Flu Spikes and Google Search Terms
Now that I'm in my second-to-last MPH semester, I've been thinking about potential masters thesis topics. In an ideal world, I would use my coursework products from my classes this semester (advanced biostats and research methods) to get a head start on my capstone. I am considering doing another disease incidence modeling project, similar to my Lyme Disease & Climate Change project. I'm specifically interested in creating a model to forecast and nowcast respiratory disease incidence in Kent County by parameterizing weather, climate, and other community data
As a particular example, I want to explore the relationship between Google search queries and respiratory disease. I hypothesize that search terms related to cold&flu symptoms should spike 1-2 weeks before ILI incidence spikes.

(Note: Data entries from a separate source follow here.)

PR #339, opened 2026-05-21
feat(daemon): complete EndoMount and specialize as Directory (Phases 1–5)

0xpatrickbot:
Refs: `designs/daemon-mount-capabilities.md` (resolved Phase 5)

## Description

Lands Phases 1–5 of `designs/daemon-mount-capabilities.md` on top of the mount/git design trio merged in #327. `EndoMount` becomes a daemon-local specialization of the shared `@endo/platform/fs` `Directory` contract: a single Exo per mount satisfies both the platform-fs read surface and the daemon's mount-specific extensions (entry-valued lookups, snapshot, `EndoMountBacking`, host-private `materializeTree`). The read-only narrowing surface is the structural `@endo/platform/fs` view; the mount-private extensions are not reachable through it.

Mount entries are values: an `EndoMountEntry` is `{ segments, displayPath, child }` with no authority of its own, and handle-minting moves to `lookup(path | entry)`. Snapshots round-trip binary content through a `streamBase64` host fast path with a daemon-side fallback, and symlinks that escape the mount root are filtered from snapshot listings — bytes behind an escaping link are unreachable through any other captured entry. Cross-mount entry forgeries are rejected on `rootId`.

The branch is nine commits beyond `llm`: the design-doc resolution lands first, followed by the specialization spine, host `materializeTree` streamBase64 path, node-powers extensions for `EndoMountFile`, help-text and CLAUDE.md updates, TypeScript scaffolding for snapshot-view types, two test commits (an `EndoHost`-only `provideHostPath` invariant, and an `@endo/platform/fs` conformance + snapshot + entry-descriptor matrix), and the changeset.

### Security Considerations

- `EndoMountEntry` is a pure value with no observational or handle-minting authority; the entry alone cannot read, write, or stat its target.
- Descriptors carry mount provenance: an entry minted by one mount is rejected by a sibling mount on `rootId`, so a guest cannot smuggle a sibling's authority across mounts.
- `readOnly()` returns the structural `@endo/platform/fs` `ReadableTree` / `ReadableBlob` view; `entry`, `writeText`, and `makeFile` are not reachable from an attenuated mount, so a holder of the read-only view cannot mint authority-bearing handles.
- `FilePowers.pathIdentity` correlates trusted-backing provenance for the host-private facet without leaking host paths into the guest surface.
- Symlink confinement: snapshot follows internal symlinks; an escaping symlink is filtered from the snapshot listing and its bytes are unreachable through any other captured entry.
- `provideHostPath` is an `EndoHost`-only capability and is not reachable through an `EndoGuest`, asserted as a structural invariant by a dedicated test.

### Scaling Considerations

`materializeTree`'s host fast path streams binary content through `streamBase64` rather than buffering whole files in the daemon; the daemon-side fallback handles cases where the host path is unavailable. Snapshots remain bounded by the structural walk of the mount root and do not traverse escaping symlinks.

`designs/daemon-mount-capabilities.md` is updated to its Phase-5-resolved form: it records the specialization-vs-wrapping decision, the divergence sets between the daemon's `EndoMount` and the platform-fs `Directory`, the naming-collision discipline for `EndoDirectory` vs `Directory` imports across daemon and platform packages, and the checklist of items the resolution closes from Phases 1–4. The daemon's help text and CLAUDE.md are updated for the specialized `EndoMount` surface.

### Testing Considerations

- A new `@endo/platform/fs` conformance test verifies that every method of the shared `Directory` / `File` contract is present on the daemon Exo over a real temp directory, and that `readOnly()` exposes exactly the structural method set in either direction. This is the drift detector for the specialization.
- A new snapshot-and-entry-descriptor test exercises binary snapshot round-trip, internal-vs-escaping symlink confinement, and cross-mount entry-provenance rejection.
- A new `provideHostPath` test pins the `EndoHost`-only invariant against an `EndoGuest` reach attempt.
- The existing `mount readOnly() attenuation` test adopts the structural-method-set assertion shape introduced by the conformance suite.

Three breaking changes, all in `packages/daemon`:

- `EndoMountEntry` is now a pure value. `openDirectory` / `openFile` / `createDirectory` / `createFile` are removed in favour of `lookup(path | entry)` for handle-minting; `has` / `stat` / `lookup` accept either a path or an entry.
- `EndoMount.makeDirectory(path)` returns `Promise<EndoMount>` (was `Promise<void>`) to match the shared `Directory.makeDirectory` shape. `EndoMount.makeFile(path, content?)` is added as the path-form sibling.
- `EndoMount.readOnly()` returns a structural `ReadableTree` view (was `EndoMount`); `EndoMountFile.readOnly()` returns a structural `ReadableBlob` view (was `EndoMountFile`). In-tree call sites are source-compatible.

`EndoMountStat` is `{ kind, sizeBytes, modifiedMs }` across the `FilePowers` layer (lstat-based) and the public type.

A `major`-bump changeset is included.

### Upgrade Considerations

Callers that previously held an `EndoMountEntry` as an authority-bearing handle must round-trip through `lookup(entry)` to recover a handle; the entry itself is a value. Callers of `makeDirectory` that ignored the previous `void` return are unaffected by the change to `Promise<EndoMount>`. No on-disk format change.

### DIFF
--- a/.changeset/daemon-endomount-directory-specialization.md
+++ b/.changeset/daemon-endomount-directory-specialization.md
@@ -1,0 +1,9 @@
+---
+'@endo/daemon': major
+---
+
+Specialize `EndoMount` as a directory, separate the file kind, and reshape mount entries as pure values.
+
+- `EndoMountEntry` is now a pure value with no observational or handle-minting authority. Its surface is `segments()`, `displayPath()`, and `child(name)`; the prior entry methods `openDirectory`, `openFile`, `createDirectory`, and `createFile` are removed. Consumers that want a live handle on a child go through the parent mount: `mount.lookup(name)` returns the child `EndoMount` (for directories) or `EndoMountFile` (for files). `has`, `stat`, and `lookup` accept either a path string or an entry value.
+- `EndoMount.makeDirectory(path)` returns `Promise<EndoMount>` instead of `Promise<void>`; the new directory is the resolved value. `EndoMount.makeFile(path, content?)` is added and returns `Promise<EndoMountFile>`. Callers that relied on `makeDirectory` resolving to `undefined` and then re-looked-up the child should now use the resolved mount directly.
+- `EndoMount.readOnly()` returns a structural `ReadableTree` view rather than another `EndoMount`; `EndoMountFile.readOnly()` returns a structural `ReadableBlob` view.
--- a/designs/README.md
+++ b/designs/README.md
@@ -104,7 +104,7 @@ LLM-agent stack).*
 | [daemon-git-remotes](daemon-git-remotes.md) | 2026-05-18 | 2026-05-21 | Proposed |
 | [daemon-message-streaming](daemon-message-streaming.md) | 2026-03-26 | 2026-05-19 | In Progress (PR #287) |
 | [daemon-mount](daemon-mount.md) | 2026-03-20 | 2026-05-19 | In Progress |
-| [daemon-mount-capabilities](daemon-mount-capabilities.md) | 2026-05-18 | 2026-05-20 | Proposed |
+| [daemon-mount-capabilities](daemon-mount-capabilities.md) | 2026-05-18 | 2026-05-26 | Proposed |
 | [filesystem-watchers](filesystem-watchers.md) | 2026-05-07 | 2026-05-07 | Not Started |
 | [platform-fs](platform-fs.md) | 2026-03-18 | 2026-05-19 | **Complete** |
 | [daemon-capability-persona](daemon-capability-persona.md) | 2026-02-16 | 2026-02-24 | Not Started |
--- a/designs/daemon-mount-capabilities.md
+++ b/designs/daemon-mount-capabilities.md
@@ -3,7 +3,7 @@
 | | |
 |---|---|
 | **Created** | 2026-05-18 |
-| **Updated** | 2026-05-20 |
+| **Updated** | 2026-05-26 |
 | **Author** | 0xPatrick (prompted) |
 | **Status** | Proposed |
 
@@ -437,6 +437,84 @@ The intended convergence is:
 This plan does not require renaming the current daemon interfaces first.
 Instead, it requires every new method to move toward the shared shape so a later adapter or migration is mostly mechanical.
 
+### Convergence shape: specialization, not wrapping
+
+The convergence is implemented as **specialization**.
+`EndoMount` *is* a `Directory`: its `M.interface('EndoMount', ...)` guard's
+overlapping methods exactly match `DirectoryInterface`'s method shapes,
+and `EndoMountFile` *is* a `File` in the same way.
+No wrapping Exo sits between `EndoMount` and a platform-side `Directory`
+Exo, and no separate adapter object is involved.
+The `makeMountExo` factory in `packages/daemon/src/mount.js` continues
+to mint one Exo per mount; that Exo simply gains the methods required
+to satisfy `DirectoryInterface` (see § *Phase 5* below for the concrete
+additions).
+
+**Why specialize rather than wrap.**
+The platform-fs `Directory` Exo does not exist in tree today.
+`packages/platform/src/fs/interfaces.js` declares `DirectoryInterface`,
+but no `makeDirectory(...)`-style factory materializes that contract;
+`packages/platform/src/fs-node/` ships only `makeTreeWriter`, the
+narrower push interface.
+`EndoMount` is already the only `Directory`-shaped capability in the
+codebase, and the read surface is structurally satisfied today —
+`checkinTree` consumes an `EndoMount` via `list` / `lookup` /
+`streamBase64` alone, with no other knowledge of the type.
+
+Specializing keeps a single Exo, a single confinement check per method,
+and a single set of mount-specific extensions (`entry`, `stat(entry)`,
+`displayPath`, `EndoMountBacking`, symlink-confined realpath checks)
+co-located with the methods they constrain.
+A wrapper shape would instead need a platform `Directory` Exo built
+first, then a daemon Exo around it.
+That arrangement would split the confinement boundary across two
+facets — opening the question "does the inner `Directory.write` bypass
+mount confinement?" — and would buy no semantic separation, because
+every mount-specific concern would still need to live on the outer
+facet.
+
+A future generic `Directory` Exo in `@endo/platform/fs-node/` (the
+platform-fs Phase 4 work) is **not** a prerequisite for `EndoMount`
+Phase 5.
+The `Directory` *contract* (the interface guard) is the prerequisite;
+the *implementation* of that contract for the daemon's mount is what
+this plan delivers.
+A separate platform-side `Directory` Exo can be added later for
+in-memory, zip-backed, or remote-only directories without disturbing
+`EndoMount`.
+
+### Naming-collision discipline
+
+Three names in adjacent regions of the codebase are easy to confuse:
+
+- `EndoDirectory` (in `packages/daemon/src/interfaces.js` and
+  `packages/daemon/src/directory.js`) is the daemon's formula-graph
+  **naming hub** — `identify`, `locate`, `followNameChanges`, `lookup` by
+  pet name.  It is *not* a filesystem directory.  Its `M.interface`
+  label is `'EndoDirectory'`.
+- `Directory` (in `packages/platform/src/fs/interfaces.js`) is the
+  shared filesystem contract — `write`, `remove`, `move`, `copy`,
+  `makeDirectory`, `readOnly() → ReadableTree`, `snapshot() → SnapshotTree`.
+  Its `M.interface` label is `'Directory'`.
+- `EndoMount` (in `packages/daemon/src/mount.js`) is the daemon's
+  specialization of `Directory` for a confined physical subtree.  Its
+  `M.interface` label is `'EndoMount'`.
+
+Both `packages/platform/src/fs/interfaces.js` and
+`packages/daemon/src/interfaces.js` export a binding named
+`DirectoryInterface`, and those two bindings have structurally
+different shapes.
+Phase 5 import sites that touch both must disambiguate at the import
+keyword, typically as:
+
+```js
+import { DirectoryInterface as PlatformDirectoryInterface } from '@endo/platform/fs';
+import { DirectoryInterface as EndoDirectoryInterface } from './interfaces.js';
+```
+
+`EndoDirectory` is not renamed by this plan; renaming the formula-graph
+hub is a separate decision with wide blast radius.
+
 ## Security Considerations
 
 - **No public physical path leak.**
@@ -530,6 +608,8 @@ The following questions were carried in early drafts; their resolutions live in 
 - `readOnly()` interface narrowing — decision 6.
 - `entry(path)` accepting both arrays and slash strings — already in the `EndoMount` interface (`string | string[]`).
 - `displayPath()` public — decision 7.
+- `EndoMount` wrapper-vs-specialization for the `Directory` convergence
+  — decision 8.
 
 ### Spike Tasks
 
--- a/packages/daemon/CLAUDE.md
+++ b/packages/daemon/CLAUDE.md
@@ -78,9 +78,9 @@ Formula type: `readable-tree`.
 Live, mutable daemon-side filesystem access created by
 `provideMount(path, petName, opts)`.
 Implemented in `src/mount.js`.
-Methods: `has`, `list`, `lookup`, `readText`, `maybeReadText`,
-`writeText`, `remove`, `move`,
-`makeDirectory`, `readOnly`, `snapshot`, `help`.
+Methods: `has`, `list`, `lookup`, `entry`, `stat`, `readText`,
+`maybeReadText`, `writeText`, `remove`, `move`, `makeDirectory`,
+`makeFile`, `readOnly`, `snapshot`, `help`.
 Path arguments accept `string | string[]` (a single name or
 an array of path segments).
 
--- a/packages/daemon/src/daemon-node-powers.js
+++ b/packages/daemon/src/daemon-node-powers.js
@@ -219,6 +219,16 @@ export const makeFilePowers = ({ fs, path: fspath }) => {
 
   /**
    * @param {string} path
+   * @param {string} text
+   */
+  const appendFileText = async (path, text) => {
+    await writeJobs.enqueue(async () => {
+      await fs.promises.appendFile(path, text);
+    });
+  };
+
+  /**
+   * @param {string} path
    */
   const readFileText = async path => {
     return fs.promises.readFile(path, 'utf-8');
@@ -334,6 +344,46 @@ export const makeFilePowers = ({ fs, path: fspath }) => {
   };
 
   /** @param {string} path */
+  const statPath = async path => {
+    const stat = await fs.promises.lstat(path);
+    const kind = /** @type {'directory' | 'file' | 'symlink'} */ (
+      stat.isDirectory()
+        ? 'directory'
+        : stat.isSymbolicLink()
+          ? 'symlink'
+          : 'file'
+    );
+    return harden({
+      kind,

To explore my hypothesis, I will do some exploratory data analysis and visualization
This mini-project uses Pytrends to exploit Google Trends search term data from within the Grand Rapids metro area. I will leverage this data alongside Kent County ILI incidence data from my practicum to examine the relations between specific Google search terms and ILI incidence
To call the Google Trends API, we must give Google information about which search term history we want, from which time period, and from where. Specifying location and timeframe is vital for the reliability of the data because Google normalizes and scales the data based on population size. Our specified search terms, location, and time period will be the 'payload' of our data request. Google expects to see the 2-character alpha geocode for both country and state; US-MI. To drill down to the city level we use DMA codes. The DMA code for Grand Rapids-Kalamazoo-Battle Creek is 563, so altogether, the location code is
geo = US-MI-563
There are a few ways to specify the timeframe of interest. The default is the last 5 years, 'today 5-y', following the Current Time Minus Time Pattern. To specify by month, 'today #-m', by day, 'today #-d', and by hour, 'today #-h' Another option is to specify a date range in the format 'yyyy-mm-dd yyy-mm-dd.' To see ten years of data, we will specify
timeframe = '2012-01-01 2023-07-01'
Optionally, we may specify a search term category to narrow our results. The default category cat = 0, and the rest of the category codes can be found here. The category code for 'Health Conditions' is
cat = 419
Now we're ready to build our request payload. We'll do the request, then save its output into a dataframe.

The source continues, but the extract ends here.